■ **ABOUT THIS TASK**: Lift out each line of the data that holds "tests".

(Dataset excerpts)
<<<<

PR #2429, opened 2023-06-26
Change libldap-2.4-2 to libldap-common in docker

cmintey:
## What type of PR is this?

- bug

`libldap-2.4-2` package is no longer able to resolve causing docker builds to fail. Using the suggested `libldap-common`, the build succeeds.

N/A

## Testing

Tested the change manually that ldap login was still working.

## Release Notes

```release-note
NONE
```


hay-kot:
The hero we don't deserve ❤️

PR #2438, opened 2023-07-03
Feature: Migrate from Tandoor

michael-genson:
## What type of PR is this?

_(REQUIRED)_

- cleanup
- feature

_(REQUIRED)_

Adds support for Tandoor migrations (see https://github.com/hay-kot/mealie/issues/2427). Also refactors the display property implemented in https://github.com/hay-kot/mealie/pull/2021 to apply to the `RecipeIngredient` class.

_(REQUIRED)_

N/A - discussed in https://github.com/hay-kot/mealie/issues/2427. The actual issue in that discussion is fixed by https://github.com/hay-kot/mealie/pull/2434

Since Tandoor provides structured data similar to Mealie (food, unit, qty) I needed to reuse the display property implemented in https://github.com/hay-kot/mealie/pull/2021. To make it easier to reuse I refactored all ingredient-like objects to use a new `RecipeIngredientBase` class which contains the display parsing logic.

To do this, I had to add the `disable_amount` and `is_food`  to the base, which are effectively the same thing (but ingredients use `disable_amount` and shopping lists use `is_food`). There's probably room to simplify this, but it would involve removing one of the fields which would require refactoring either recipes or shopping lists, which is outside the scope of this PR (honestly this refactor is too, but that would be _even more_ out of scope...). I also noticed that the recipe's `disable_amount` setting doesn't propagate down to its ingredients, so I overrode the Recipe `__init__` and `from_orm` to populate it correctly based on the recipe's settings (and shopping list items use `is_food` so no changes were needed there):
```python
...
@classmethod
def from_orm(cls, obj):
    recipe = super().from_orm(obj)
    recipe.__post_init__()
    return recipe

def __init__(self, **kwargs) -> None:
    super().__init__(**kwargs)
    self.__post_init__()

def __post_init__(self) -> None:
    # the ingredient disable_amount property is unreliable,
    # so we set it here and recalculate the display property
    disable_amount = self.settings.disable_amount if self.settings else True
    for ingredient in self.recipe_ingredient:
        ingredient.disable_amount = disable_amount
        ingredient.is_food = not ingredient.disable_amount
        ingredient.display = ingredient._format_display()
```

## Testing

Imported the sample 500 or so recipes from https://github.com/hay-kot/mealie/issues/2427 and they look pretty good (see some example screenshots there). Manually checked a dozen or so, including some edge cases (e.g. missing data). 100% of those recipes imported with no errors. I also added sample data to the migration tests.

## Release Notes

_(REQUIRED)_

```release-note
added support for Tandoor migrations
```


hay-kot:
So. Good.

PR #2444, opened 2023-07-07
Feature: Recipe Timeline Images

### LINKED ISSUE #2450: [v1.0.0b] - Editing recipe timeline events changes the date to current date
### First Check

Editing recipe timeline events (whether created manually or via the Meal Planner) result in the event date being changed to the current date.

1. Manual event created on recipe with date 2023-07-01 
   image
2. Edit event
   image
3. Event date changed to edit date (today, 2023-07-09)
   image

### Deployment

Docker (Linux)

### Deployment Details

Version: omni-nightly
Build: 4af9eec89dd0b309ebea752d715add3fe0980b3d

michael-genson:
## What type of PR is this?

_(REQUIRED)_

- bug
- feature

_(REQUIRED)_

This adds the ability to upload pictures along with your timeline events. The backend routes have been added, and the frontend uses an updated "I Made This" form to include an image. The timeline has also been updated to fetch the images when given. 

This fixes a few bugs too, both on the frontend and the backend. One issue I ran into in production is that when you create a new event (click "I Made This") the new event doesn't show up until you refresh the page. I think we used to refresh the timeline every time it opens, then we disabled that (I think I did that because we weren't paginating yet, so everything loaded all the time). But, now that we're paginating events, I think it's safe to restore the original functionality. It's a little slower, but it's much nicer for the "I Made This" -> _Look at timeline_ flow which I know I do a lot.

The new form:
image

Mobile:
image

The new timeline items (cat optional):
image

Mobile:
image

With the recipe on the global timeline:
image
image

The images are auto-sized with a max height to avoid any obnoxious rendering (note the sideways picture is just the tall picture rotated in paint.net, Mealie didn't do that):
image
image

_(REQUIRED)_

Fixes https://github.com/hay-kot/mealie/issues/2450 

There are a couple of things that definitely need to be checked out before merging this PR:

The backend route/service for uploading images: I mirrored the "update recipe image" route more or less exactly, save for the few necessary changes. I created a subdirectory in the recipe's image directory called "timeline" and each timeline event has a sub directory (similar to how recipes each have their own directory by id).

I used the recipe's minifying service to generate three images for the event image (original, small, tiny), but I don't know if this is necessary. Should I eliminate the extra images and just use the original? Or, if keeping all three, should I build additional support to use the smaller images in certain scenarios? Any guidance here is welcome.

~~Side note - I just realized if timeline events are deleted, their images aren't. I'll fix that in this PR and cross this out.~~ fixed

---

While testing the image upload, often I would click the submit button, and when the frontend sends the image to the backend, it just... hangs... forever? Like the function never finishes in the frontend, and if I close the backend it says "waiting for connections to close" until I kill it, and Chrome says the request isn't completed.

I _think_ this is a development environment issue with uvicorn or something, because I can reproduce with recipe image uploads, albeit far less consistently (try changing the recipe image 20 times, and you'll probably see it, unless it's an issue with my machine), but I can't reproduce in my production instance. Can you see if I'm doing anything wrong with the image upload or connection handling? I don't think I'm doing anything particularly weird, but it happens _very often_ with this upload feature.

Maybe it's just an issue with my machine? I have no idea. It's very inconsistent (sometimes requests work just fine, some hang forever). If you can successfully create 5 timeline events with images in a row, it's something messed up on my end for sure.

## Testing

Pytest, manual frontend testing

## Release Notes

_(REQUIRED)_

```release-note
added full image support for timeline events
added image uploads to the I Made This dialog
```


michael-genson:
I think that test is flaky, I've seen it fail before. I didn't touch anything on the recipe search. If you run the tests again they will probably pass.

PR #2470, opened 2023-07-28
Prevent All Changes To Default User In Demo Mode

michael-genson:
## What type of PR is this?

_(REQUIRED)_

- feature

_(REQUIRED)_

If the `IS_DEMO` env var is set, all changes to the default user don't go through. The user service still returns the "updated" user, they just aren't actually updated.

_(REQUIRED)_

Probably 50% of discord messages.

## Testing

Tested manually using `export IS_DEMO=true && make backend`

## Release Notes

_(REQUIRED)_

```release-note
NONE
```

### DIFF
--- a/mealie/repos/repository_users.py
+++ b/mealie/repos/repository_users.py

>>>>

■ **YOUR SOLUTION**:
Imported the sample 500 or so recipes from https://github.com/hay-kot/mealie/issues/2427 and they look pretty good (see some example screenshots there). Manually checked a dozen or so, including some edge cases (e.g. missing data). 100% of those recipes imported with no errors. I also added sample data to the migration tests.
I think that test is flaky, I've seen it fail before. I didn't touch anything on the recipe search. If you run the tests again they will probably pass.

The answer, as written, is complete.